2021-09-15T22:18:39.057Z verbose vsanvcmgmtd[12908] [vSAN@6876 sub=PyBackedMO opId=07dc8a1e]  Exit  vim.cns.VolumeManager.create (3 ms)
2021-09-15T22:18:39.062Z info vsanvcmgmtd[43408] [vSAN@6876 sub=VolumeManager opId=07dc8a1e] CNS: Creating volume task started
2021-09-15T22:18:39.158Z verbose vsanvcmgmtd[07049] [vSAN@6876 sub=PyBackedMO opId=sps-Main-13723-334-8a1f]  Enter vasa.NotificationManager.getAlarm, Pending: 1 (5269718e-b4b7-0511-b82b-b8f707de46d5)
2021-09-15T22:18:39.158Z verbose vsanvcmgmtd[07049] [vSAN@6876 sub=PyBackedMO opId=sps-Main-13723-334-8a1f]  
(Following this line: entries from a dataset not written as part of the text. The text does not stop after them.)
PR #972, opened 2019-04-02
deployment/render.sh: Run from any CWD

rata:
This just makes it possible to run the script from any current working
directory. Currently it should be run from /development only.

Signed-off-by: Rodrigo Campos <rodrigo@kinvolk.io>

### DIFF
--- a/deployment/render.sh
+++ b/deployment/render.sh
@@ -1,5 +1,8 @@
 #! /bin/sh
 
+# Run correctly from any CWD
+cd $(dirname $0)
+
 ls ds-grpc-v2/*.yaml | xargs cat common/gen-warning.yaml > render/daemonset-rbac.yaml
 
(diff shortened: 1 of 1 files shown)


rata:
@davecheney sorry, I'm quite new to contour and not sure I follow. Can you please elaborate?

In any case, I'm okay closing this PR. I just didn't follow the reasoning. If you can elaborate so I don't do the same in the future it would be very helpful :-)

davecheney:
> In any case, I'm okay closing this PR. I just didn't follow the reasoning. If you can elaborate so I don't do the same in the future it would be very helpful :-)

To put it simply, this ain't that broke, compared to many other things that are, and the workaround for its moderately brokenness isn't that bad, so let's put effort into more important thinks.

Thanks

Dave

What you expected to happen:

CNS volume objects should not just disappear?

How to reproduce it (as minimally and precisely as possible):

Anything else we need to know?:

Environment:

  • csi-vsphere version: image
  • vsphere-cloud-controller-manager version: v1.20.0
  • Kubernetes version: 1.20.10
  • vSphere version: 6.7u3 (6.7.0.48000)
  • OS (e.g. from /etc/os-release): ubuntu 20.04
  • Kernel (e.g. uname -a): 5.4.0-65-generic #73-Ubuntu SMP Mon Jan 18 17:25:17 UTC 2021 x86_64 x86_64 x86_64 GNU/Linux
  • Install tools:
  • Others:

About this issue

  • Original URL
  • State: closed
  • Created 3 years ago
  • Comments: 26 (8 by maintainers)

Most upvoted comments

@jingxu97 Have you deployed 2 K8s clusters with the same cluster id? We have seen similar things happening in the past when there are 2 K8s clusters with the same cluster id.